# SD card and Toshiba PDA



## roysan (Feb 22, 2000)

I have a toshiba e355 in which I've successfully used a 256K kingston SD card, mainly to play music from. Recently I purchased a 1G POI SD card to which I can successfully transfer music files from my PC and then find them with my PDA's file manager. However the handheld's Windows Media Player (version 9.0) just won't find these music files on the new card. I even exercised my warranty and just received a refurnbished PDA - exact same thing, media player, though it will list the SD card as an option, shows no files on the newer/larger card, which I've doubly confirmed are there. And toshiba..... not a clue from them, just keep telling me to reboot, which I've done multiple soft & hard reboots!

any elegant thoughts, suggestions or exasperated gasps would be appreciated!
roy


----------



## bopdude (Oct 21, 2001)

Hi ya roysan, I have heard some stories of 1 gig cards not being read by some pda's, what if you prove this by putting either a short vid, or other file type on the card and see if you can open it / see it in any application, anything at all just to prove the point. I know you say that wmp gives the storage card as an option, but maybe its there by default and not actually reading the card.

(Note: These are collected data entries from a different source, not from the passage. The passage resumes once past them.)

PR #532, opened 2015-05-29
Synchronous uploads + downloads

lukechampine:
`Upload` and `Download` now block until finished instead of returning immediately. For `Download`, this means waiting for the file to be completely transferred, decrypted, and (eventually) rebuilt. For `Upload`, this just means waiting until the file is available, i.e. ready to be downloaded. Since we are currently using full replication, this means `Upload` returns as soon as one `filePiece` is uploaded.

The advantage to making these functions synchronous is that the error handling is simplified. Previously, upload and download errors were completely invisible to the user. Now, they will be reported like any other error.
Error handling is tricky for `Upload`, because it may fail for a combination of different reasons, i.e. hosts rejecting file contracts for different reasons. For now we simply return a generic "no pieces could be uploaded" error. It would be fairly easy to return the most common error though (e.g. "file is too large/small"), which would be much more helpful to the user.

Next step is to implement upload progress, probably modeled after download progress (i.e. adding methods to the `File` interface and polling it from the UI). Again, though, `Upload` is tricky because you are uploading to multiple sources. So how do you report a percentage? For now we can get away with using the largest percentage among the file pieces, but eventually we'll need something more sophisticated.
Once upload progress is implemented on the backend, it should be added to the frontend. Hopefully we can adopt the existing download bar code to this purpose.

### DIFF
--- a/modules/renter/download.go
+++ b/modules/renter/download.go
@@ -26,6 +26,7 @@ type Download struct {
 	// correctly on ARM and x86-32.
 	received uint64
 
+	startTime   time.Time
 	complete    bool
 	filesize    uint64
 	destination string
@@ -33,6 +34,11 @@ type Download struct {
 
 	pieces []filePiece
 	file   *os.File
+}
+
+// StartTime returns when the download was initiated.
+func (d *Download) StartTime() time.Time {
+	return d.startTime
 }
 
 // Complete returns whether the file is ready to be used.
@@ -126,7 +132,8 @@ func newDownload(file *file, destination string) (*Download, error) {
 	}
 
 	return &Download{
-		complete: false,
+		startTime: time.Now(),
+		complete:  false,
 		// for now, all the pieces are equivalent
 		filesize:    file.Pieces[0].Contract.FileSize,
 		received:    0,
--- a/modules/renter/download.go
+++ b/modules/renter/download.go
@@ -142,8 +142,6 @@ func newDownload(file *file, destination string) (*Download, error) {
 // specified.
 func (r *Renter) Download(nickname, destination string) error {
 	lockID := r.mu.Lock()
-	defer r.mu.Unlock(lockID)
-
 	// Lookup the file associated with the nickname.
 	file, exists := r.files[nickname]
 	if !exists {
@@ -158,6 +156,7 @@ func (r *Renter) Download(nickname, destination string) error {
 
 	// Add the download to the download queue.
 	r.downloadQueue = append(r.downloadQueue, d)
+	r.mu.Unlock(lockID)
 
 	// Download the file. We only need one piece, so iterate through the hosts
 	// until a download succeeds.
--- a/modules/renter/download.go
+++ b/modules/renter/download.go
@@ -18,7 +18,8 @@ var (
 	downloadAttempts = 5
 )
 
-// A Download is a file download that has been queued by the renter.
+// A Download is a file download that has been queued by the renter. It
+// implements the modules.DownloadInfo interface.
 type Download struct {
 	// Implementation note: received is declared first to ensure that it is
 	// 64-bit aligned. This is necessary to ensure that atomic operations work
@@ -64,6 +65,7 @@ func (d *Download) Nickname() string {
 func (d *Download) Write(b []byte) (int, error) {
 	n, err := d.file.Write(b)
 	// atomically update d.received
+	// TODO: atomic operations may not be necessary
 	atomic.AddUint64(&d.received, uint64(n))
 	return n, err
 }
@@ -104,36 +106,6 @@ func (d *Download) downloadPiece(piece filePiece) error {
 	return nil
 }
 
-// start initiates the download of a File.
-func (d *Download) start() {
-	// We only need one piece, so iterate through the hosts until a download
-	// succeeds.
-	for i := 0; i < downloadAttempts; i++ {
-		for _, piece := range d.pieces {
-			downloadErr := d.downloadPiece(piece)
-			if downloadErr == nil {
-				d.complete = true
-				d.file.Close()
-				return
-			}
-			// Reset seek, since the file may have been partially written. The
-			// next attempt will overwrite these bytes.
-			d.file.Seek(0, 0)
-			atomic.SwapUint64(&d.received, 0)
-		}
-
-		// This iteration failed, no hosts returned the piece. Try again
-		// after waiting a random amount of time.
-		randSource := make([]byte, 1)
-		rand.Read(randSource)
-		time.Sleep(time.Second * time.Duration(i*i) * time.Duration(randSource[0]))
-	}
-
-	// File could not be downloaded; delete the copy on disk.
-	d.file.Close()
-	os.Remove(d.destination)
-}
-
 // newDownload initializes a new Download object.
 func newDownload(file *file, destination string) (*Download, error) {
 	// Create the download destination file.
@@ -172,7 +144,7 @@ func (r *Renter) Download(nickname, destination string) error {
 	lockID := r.mu.Lock()
 	defer r.mu.Unlock(lockID)
 
-	// Lookup the File associated with the nickname.
+	// Lookup the file associated with the nickname.
 	file, exists := r.files[nickname]
 	if !exists {
 		return errors.New("no file of that nickname")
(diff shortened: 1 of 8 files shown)


DavidVorick:
upload should probably not return as complete until there are 3 available copies.

Adds some protection against downtime and such. Maybe 1 is enough.

lukechampine:
The [current default for PiecesRequired](https://github.com/NebulousLabs/Sia/blob/master/modules/renter/upload.go#L150) is 1. Should I change the success condition to use that field? And maybe change that value to 3? In other words:
```go
successPieces := 0
for i := 0; i < up.Pieces; i++ {
    if <-errChan == nil {
        successPieces++
        if successPieces >= file.RequiredPieces {
            return nil
        }
    }
}
```

DavidVorick:
file.RequiredPieces is so the downloader knows when the download is complete and more pieces don't need to be fetched. 

If you look at the file.Available() code, I believe that it waits until 3 copies have been uploaded. This is just to add extra safety margin before telling a user that a file is available. I'm not sure it's necessary but it makes me feel better inside.

lukechampine:
Nope, `Available` also uses `file.RequiredPieces`.
I'm going to use that as well for now. At the very least, it makes sense that they would use the same variable. Maybe we'll introduce a new field in the `file` type, distinct from `RequiredPieces`.

modules/renter/download.go
```diff
@@ -183,11 +160,40 @@ func (r *Renter) Download(nickname, destination string) error {
...
+			if downloadErr == nil {
+				// done
+				d.complete = true
+				d.file.Close()
+				return nil
+			}
+			// Reset seek, since the file may have been partially written. The
+			// next attempt will overwrite these bytes.
+			d.file.Seek(0, 0)
+			atomic.SwapUint64(&d.received, 0)
```
DavidVorick: ouch lol. 35% -> 0%

modules/renter/renter.go
```diff
@@ -68,7 +68,9 @@ func New(cs *consensus.State, hdb modules.HostDB, wallet modules.Wallet, saveDir
 	// need to make sure that scanAllFiles() didn't get called until the entire
 	// balance had loaded, which would require loading the entire blockchain.
 	// This also won't be a problem once we're also saving the addresses.
-	r.scanAllFiles()
+	//
+	// TODO: bring back this functionality when we have resumable uploads.
+	//r.scanAllFiles()
```
DavidVorick: I don't think that this ever worked well in the first place, but it's definitely something we need. If you turned off the renter at 7 out of 12 completed uploads, then when you turn it back on it should try those 5 remaining ones again.

I guess this is sufficient for now though. I'm looking forward to the overhaul.

modules/renter/upload.go
```diff
@@ -62,47 +62,46 @@ func (r *Renter) threadedUploadPiece(up modules.FileUploadParams, piece *filePie
 		// Select a host. An error here is unrecoverable.
 		host, err := r.hostDB.RandomHost()
 		if err != nil {
-			return
+			return err
```
DavidVorick: imagine that

modules/renter/download.go
lukechampine: I suppose for the user's sake you could just leave it at 35% until the next attempt surpassed that. This was just the easiest way.

modules/renter/upload.go
```diff
@@ -62,47 +62,46 @@ func (r *Renter) threadedUploadPiece(up modules.FileUploadParams, piece *filePie
...
-		if err != nil {
-			// The previous attempt didn't work. We will try again after
-			// sleeping for a randomized amount of time to increase our chances
-			// of success. This will help spread things out if there are
-			// problems with network congestion or other randomized issues.
-			randSource := make([]byte, 1)
-			rand.Read(randSource)
-			time.Sleep(time.Duration(attempts) * time.Duration(attempts) * 250 * time.Millisecond * time.Duration(randSource[0]))
-			continue
+		if err == nil {
```
DavidVorick: why did you switch these?

modules/renter/upload.go
```diff
@@ -62,47 +62,46 @@ func (r *Renter) threadedUploadPiece(up modules.FileUploadParams, piece *filePie
...
+		// sleeping for a randomized amount of time to increase our chances
+		// of success. This will help spread things out if there are
+		// problems with network congestion or other randomized issues.
+		randSource := make([]byte, 1)
+		rand.Read(randSource)
+		time.Sleep(time.Duration(attempts) * time.Duration(attempts) * 250 * time.Millisecond * time.Duration(randSource[0]))
 	}
+
+	// All attempts failed.
+	return errors.New("failed to upload filePiece")
```
DavidVorick: good enough I suppose. It would be nice to display the dominant error if there was one (like 80% of tries or something).

modules/renter/upload.go
```diff
@@ -115,23 +114,25 @@ func (r *Renter) Upload(up modules.FileUploadParams) error {
 	}
 
 	// Check for a nickname conflict.
+	lockID := r.mu.RLock()
 	_, exists := r.files[up.Nickname]
 	if exists {
 		return errors.New("file with that nickname already exists")
 	}
+	r.mu.RUnlock(lockID)
```
DavidVorick: bad!

Need to unlock before you return

DavidVorick:
```
lock()
_, exists = stuff
unlock()
if {}
```

modules/renter/upload.go
```diff
@@ -115,23 +114,25 @@ func (r *Renter) Upload(up modules.FileUploadParams) error {
...
 
-	// Check that the file exists and is less than 500mb.
+	// Check that the file exists and is less than 500 MiB.
```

Just a thought, hope it helps :up:


----------



## roysan (Feb 22, 2000)

yeah that was I thought I'd had and not followed thru with, so I transferred a word document from my PC onto this 1G SD card. Then went into pocket word on the PDA and it showed up, no problem, and pocket word opened it as its supposed to.
I stand so puzzled with the file explorer on the PDA showing these music files and yet this same SD card showing as empty in pocket windows media..... somehow it feels like this is a key clue, but I just don't get it! I've tried putting the files in a folder or not, no difference, I've erased and re-copied a couple of times....
Thanks, 
any more suggestions, PLEASE!
Roy


----------



## roysan (Feb 22, 2000)

Weeelll,

I realized a few more, rather essential things:
1- just previous to this I'd updated the audio program I use to encode my MP3's
2- I had a nagging suspicion about the music files I was transferring to my SD card.
OHHHH, surenuf! the files which I did actually transfer to the card were just not, oh yes, just not in a recognizable format!

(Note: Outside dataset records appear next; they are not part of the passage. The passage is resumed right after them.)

PR #535, opened 2015-05-30
Hardfork

DavidVorick:
This should be merged after consensus-testing.

This package does expand further on the testing, but the primary purpose is to introduce a few hardforking changes. Primarily:

+ a vulnerability in the fee structure has been closed
+ block nonce is now [8]byte
+ timestamp is in the block header

I've updated the miner api calls and documentation for /miner/blockforwork and /miner/submitblock. Josh was testing them with the gpu miner and they were not working as expected. It did seem as though the first block was getting through, but then everything just froze?

Maybe the program deadlocked. I mentioned a few other ideas in the slack.

Thanks to the thorough testing, I've been finding ways to clean up the code and have squashed a small number of bugs. There's a lot more ground to cover. I've yet to find any of the problems that have been appearing at random, but I haven't gotten to the suspected problem points either.

### DIFF
--- a/modules/miner/mine.go
+++ b/modules/miner/mine.go
@@ -54,7 +54,7 @@ func (m *Miner) blockForWork() (types.Block, crypto.Hash, types.Target) {
 
 // submitBlock takes a solved block and submits it to the blockchain.
 // submitBlock should not be called with a lock.
-func (m *Miner) submitBlock(b types.Block) error {
+func (m *Miner) SubmitBlock(b types.Block) error {
 	// Give the block to the consensus set.
 	err := m.cs.AcceptBlock(b)
 	if err != nil {
@@ -97,7 +97,7 @@ func (m *Miner) solveBlock(blockForWork types.Block, blockMerkleRoot crypto.Hash
 			id := crypto.HashBytes(hashbytes)
 			if bytes.Compare(target[:], id[:]) >= 0 {
 				copy(b.Nonce[:], nonce)
-				err = m.submitBlock(b)
+				err = m.SubmitBlock(b)
 				if err != nil {
 					return
 				}
@@ -197,12 +197,4 @@ func (m *Miner) SolveBlock(blockForWork types.Block, target types.Target) (b typ
 		}
 	}
 	return b, false
-}
-
-// SubmitBlock accepts a block with a valid target and presents it to the
-// consensus set.
-func (m *Miner) SubmitBlock(b types.Block) error {
-	m.mu.Lock()
-	defer m.mu.Unlock()
-	return m.submitBlock(b)
 }
--- a/modules/miner/mine.go
+++ b/modules/miner/mine.go
@@ -3,6 +3,7 @@ package miner
 import (
 	"bytes"
 	"crypto/rand"
+	"encoding/binary"
 	"fmt"
 	"time"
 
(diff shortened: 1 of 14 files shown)


modules/miner/mine.go
```diff
@@ -85,24 +84,27 @@ func (m *Miner) submitBlock(b types.Block) error {
...
-	nonce := (*uint64)(unsafe.Pointer(&hashbytes[32]))
-	*nonce = b.Nonce
-	for i := 0; i < iterationsPerAttempt; i++ {
-		id := crypto.HashBytes(hashbytes)
-		if bytes.Compare(target[:], id[:]) >= 0 {
-			b.Nonce = binary.LittleEndian.Uint64(hashbytes[32:40])
-			err = m.submitBlock(b)
-			if err != nil {
+	binary.LittleEndian.PutUint64(hashbytes[40:48], uint64(b.Timestamp))
+	copy(hashbytes[48:], blockMerkleRoot[:])
```
lukechampine: why drop the unsafe stuff?

DavidVorick: I thought it would be simpler / more clear to do it this way. I have no idea which is faster, but my loose experimentation suggests that it really doesn't make a difference.

modules/miner/mine.go
```diff
@@ -188,13 +190,13 @@ func (m *Miner) FindBlock() (types.Block, bool, error) {
 // and is very slow.
 func (m *Miner) SolveBlock(blockForWork types.Block, target types.Target) (b types.Block, solved bool) {
 	b = blockForWork
-	for b.Nonce = 0; b.Nonce < iterationsPerAttempt; b.Nonce++ {
+	for i := 0; i < 255; i++ {
+		b.Nonce[0] = byte(i)
 		if b.CheckTarget(target) {
-			solved = true
-			return
+			return b, true
```
lukechampine: you only modify the first byte of the nonce here. Is that intentional?

modules/miner/mine.go
lukechampine: my concern is that this makes it harder to increment the nonce properly.

modules/miner/mine.go
DavidVorick: it's only purpose is for testing. Maybe we should keep it a little more useful than it currently is though.

modules/miner/mine.go
DavidVorick: that's a good point. perhaps I should go back to using unsafe.

DavidVorick:
This PR comes after the other PR I have open. And I've got another one on the way. I found out why there were panics during storage proof submitting - it has to do with the way 'append' works, and the fact that slices share memory underneath instead of being atomic.

I realized though that `copy` can be used with any slice, perhaps this will be our saving grace.

In the meantime, I've fixed the immediate issues on my upcoming pr.

DavidVorick:
uh.

I merged this branch with my 'further-testing' branch, and complete disaster ensued. I think there was a rebase that happened in this branch that wasn't properly applied to the child branch, and now I can't reconcile them =/

DavidVorick:
other than that this PR is ready to go, but please don't merge it until we've successfully got the history of the other one working. (child branch is called 'further-testing')

lukechampine:
I would prefer if you simply didn't have two dependent PRs open at the same time. There's little reason to do so.

PR #538, opened 2015-06-01
Delayed Outputs Refactor

DavidVorick:
In the process of testing the consensus package, I realized that the way delayed siacoin outputs had been implemented was a little ad-hoc, and probably had some bugs stashed away somewhere.

I refactored the situation so that delayed siacoin outputs are handled in a strict fashion and so that there are many DEBUG checks which make sure nothing unusual has happened to the structure of the consensus set while forking.

Some additional refactoring in other places means that it's less likely that a line of code has been forgotten, and more likely to be detected if anything has been implemented incorrectly.

This branch should be merged after 'hardfork'.


DavidVorick:
Once the build completes, this PR is good to go.

modules/consensus/consensusset.go
```diff
@@ -14,14 +14,32 @@ import (
...
+	// skipping such a step noticably increases speed when loading many blocks
+	// at once. Usually, partialVerification is used when loading blocks from
+	// disk.
+	partialVerification verificationRigor = 1
+)
+
+// verificationRigor is a type indicating the intensity of verification that
+// should be using while accepting a block. For blocks that come from trusted
+// sources, the computationally expensive steps can be skipped.
+type verificationRigor byte
```
lukechampine: minor quibble, but I would use a `uint8` here. The types are equivalent, but one implies an integer and one implies a character. (ditto for `rune` and `int32`)

PR #547, opened 2015-06-03
Block node is fully tested now

DavidVorick:
Also I added all of the siafunds to the genesis block. Coverage for the consensus package is now at 2/3.

A lot of the untested code is auxiliary to the consensus process itself. I've only got major files left to test, and they should go faster than the others I've been working on.


DavidVorick:
Closing because I'm merging it with my next pr

PR #549, opened 2015-06-03
Persist

lukechampine:
Added persistence convenience functions (`Save`, `Load`, and `SaveFile`/`LoadFile`).
The wallet is next since it's more complicated. It will use a database rather than a flat JSON file.


api/daemon_test.go
```diff
@@ -27,7 +27,7 @@ func TestNewerVersion(t *testing.T) {
 
 	for version, expected := range versionMap {
 		if newerVersion(version) != expected {
-			t.Error("Comparing %v to %v should return %v", version, VERSION, expected)
+			t.Errorf("Comparing %v to %v should return %v", version, VERSION, expected)
```
DavidVorick: hwoops

persist/files.go
```diff
@@ -0,0 +1,82 @@
...
+	}
+	if err := dec.Decode(&version); err != nil {
+		return err
+	}
+	if version != meta.Version {
+		return ErrBadVersion
+	}
+	if err := dec.Decode(data); err != nil {
+		return err
+	}
```
DavidVorick: Does this properly handle the MarshalIndent encoded json?

DavidVorick: testing would indicate that it does

modules/gateway/persist.go
```diff
@@ -1,38 +1,30 @@
...
 }
 
 func (g *Gateway) load() error {
-	file, err := os.Open(filepath.Join(g.saveDir, "nodes.json"))
-	if err != nil {
-		return err
-	}
 	var nodes []modules.NetAddress
-	err = json.NewDecoder(file).Decode(&nodes)
+	err := persist.LoadFile(persistMetadata, &nodes, filepath.Join(g.saveDir, "nodes.json"))
```
DavidVorick: That gives me an idea. Instead of putting everything in one file, we can put each major type of thing into a different file. That makes it relatively easy for users to swap out and modify certain configurations without needing to worry about preserving completely unrelated stuff.

future thoughts, of course.

modules/host/persist.go
```diff
@@ -3,39 +3,42 @@ package host
...
 	"path/filepath"
 
-	"github.com/NebulousLabs/Sia/encoding"
 	"github.com/NebulousLabs/Sia/modules"
+	"github.com/NebulousLabs/Sia/persist"
 )
 
+var persistMetadata = persist.Metadata{
+	Header:  "Sia Host",
+	Version: "0.3.3",
```
DavidVorick: One thing to note about these versions is that they don't need to keep parity with the Sia version.

Though, it probably does make sense to have the version be in-line with a Sia release. That makes it easier to go back and figure out where things changed later.

modules/host/persist.go
```diff
@@ -43,6 +46,8 @@ func (h *Host) load() error {
 		height := obligation.FileContract.WindowStart + StorageProofReorgDepth
 		h.obligationsByHeight[height] = append(h.obligationsByHeight[height], obligation)
 		h.obligationsByID[obligation.ID] = obligation
+		// update spaceRemaining
+		h.spaceRemaining -= int64(obligation.FileContract.FileSize)
```
DavidVorick: I'm glad to see this change.

modules/renter/persist.go
```diff
@@ -4,94 +4,54 @@ import (
...
 	"io"
 	"os"
 	"path/filepath"
 	"strconv"
+
+	"github.com/NebulousLabs/Sia/persist"
 )
 
 const (
 	PersistFilename = "renter.dat"
```
DavidVorick: looks like some of the filenames are *.json, and others are *.dat

We should be consistent

DavidVorick:
I don't know that 'files.go' is the best name. On Unix, everything is a file. Perhaps 'humanreadable.go' or something in that spirit. Or even 'json.go'.

modules/host/persist.go
lukechampine: yeah, that was my reasoning. We could do better in that respect though. To my knowledge, there are still two places where we don't use the same version as Sia: in the gateway connection protocol (version exchange) and in the shared file header. We should consider updating one or both of those.

lukechampine:
agreed, I couldn't really think of a name to capture what those functions are really doing, which is encoding data and prepending it with a standard header.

Soooo, I corrected that, transferred MP3's and ...... hell PDA works great, just like it probably had been all along!!!!!! arrrrgh.

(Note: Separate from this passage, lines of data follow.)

PR #711, opened 2015-08-13
Wallet API Testing

DavidVorick:
I cleaned up the documentation and server tester.

I switched from verifying batches of 50 blocks to verifying batches of 10 blocks because the database is slow and it causes problems to do it in batches of 50.

/wallet/seed PUT was changed to /wallet/address POST

Some of the api documentation was cleaned up.

The server tester object got functions for doing POST requests.


api/wallet_test.go
```diff
@@ -0,0 +1,170 @@
...
+// wallet has never been encrypted.
+func TestIntegrationWalletGETEncrypted(t *testing.T) {
+	if testing.Short() {
+		t.SkipNow()
+	}
+
+	// Check a wallet that has never been encrypted.
+	testdir := build.TempDir("api", "TestIntegrationWalletGETEncrypted")
+	APIAddr := ":" + strconv.Itoa(APIPort)
+	APIPort++
```
lukechampine: we're still using a global API port variable? I thought I got rid of that.

api/wallet_test.go
```diff
@@ -0,0 +1,170 @@
...
+		t.Error("there should not be unconfirmed incoming siacoins")
+	}
+
+	// Send coins to a wallet address through the api.
+	var wap WalletAddressPOST
+	err = st.postAPI("/wallet/address", url.Values{}, &wap)
+	if err != nil {
+		t.Fatal(err)
+	}
+	sendSiacoinsValues := url.Values{}
```
lukechampine: generally prefer `var sendSiacoinsValues url.Values`

modules/consensus/synchronize_test.go
```diff
@@ -171,7 +171,7 @@ func TestBlockHistory(t *testing.T) {
 	defer cst.closeCst()
 
 	// mine until we have enough blocks to test blockHistory
-	for cst.cs.Height() < MaxCatchUpBlocks {
+	for cst.cs.Height() < 50 {
```
lukechampine: why did changing `MaxCatchUpBlocks` break this?

modules/consensus/synchronize.go
```diff
@@ -11,7 +11,7 @@ import (
 )
 
 const (
-	MaxCatchUpBlocks          = 50
+	MaxCatchUpBlocks          = 10
 	MaxSynchronizeAttempts    = 8
 	ResynchronizePeerTimeout  = time.Second * 30
 	ResynchronizeBatchTimeout = time.Minute * 3
```
lukechampine: these vars aren't used anymore

modules/consensus/synchronize.go
```diff
@@ -11,7 +11,7 @@ import (
 )
 
 const (
-	MaxCatchUpBlocks          = 50
+	MaxCatchUpBlocks          = 10
```
lukechampine: what's the rationale here?

api/wallet_test.go
DavidVorick: a ghost?

I just copy-pasted whatever had existed in the gateway test I think

modules/consensus/synchronize_test.go
DavidVorick: If you read the rest of the test, the data is input manually to represent what would happen in a request of 50.

And it has nothing to do with MaxCatchUpBlocks lol, I'm not sure why the constant was used in the first place.

api/wallet_test.go
DavidVorick: it's a map, doing `var ssv url.Values` causes nil map errors when you try to use it.

lukechampine: oh yeah. Confusing. I've never liked `url.Values`...usually it's easier to just write the encoded url by hand.

PR #712, opened 2015-08-13
Capitalized json tags in consensus call

Mingling94:


lukechampine:
Capitals are the default. The tags should be removed entirely

PR #714, opened 2015-08-14
Performance and Death

DavidVorick:
So...

This PR is all over the place. It's basically a disaster, but it does provide some strong performance gains. In some places, more than 2x. There are some very obvious places to improve performance further, and I fully plan on doing so in the near future.

There's also a huge downside though. Because what was required was essentially an overhaul/rewrite, I only got partway through with it. There's lots of duplicated code, and the test coverage isn't as reliable as it used to be because some of the tests follow different codepaths than the production code. All of the integration tests are still passing though, and those are pretty comprehensive. I'm fairly confident that nothing crazy-important broke.

The error handling is very inconsistent, the sanity checking isn't as strong as it used to be, and the overall codebase structure has deteriorated substantially.

I also believe that the net line count will be negative after all performance stuff is finished. It's only grossly positive right now because there's so much code duplication between the optimized vs. non-optimzed codepaths. There are also a lot of places where the disk is accessed repeatedly without necessity. For example, getting height requires going to disk right now.

This git history is also very terrible. Commits are not atomic, are littered with profiling code, and would be very temperamental to explore or revise.

Basically this is the worst pull request ever. I can continue to clean up the code if you like, but it's going to be a lot of time and effort.

These changes are here to stay. After everything is reorganized, I believe that the consensus package will be a lot stronger than it was previously. The sanity checking will be more targeted, the error checking will be more consistent, and the code structure will return to approx. its previous integrity. Basically this PR represents a massive work-in-progress and I feel confident about where it's going.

thanks for pickin' your brains, I'll be pickin' mine more carefully,
bit embarassed Roy


----------



## bopdude (Oct 21, 2001)

roysan said:


> Weeelll,
> 
> I realized a few more, rather essential things:
> 1- just previous to this I'd updated the audio program I use to encode my MP3's
> ...


Ha ha, just about to suggest format ??? pleased you got sorted anyway :up:


----------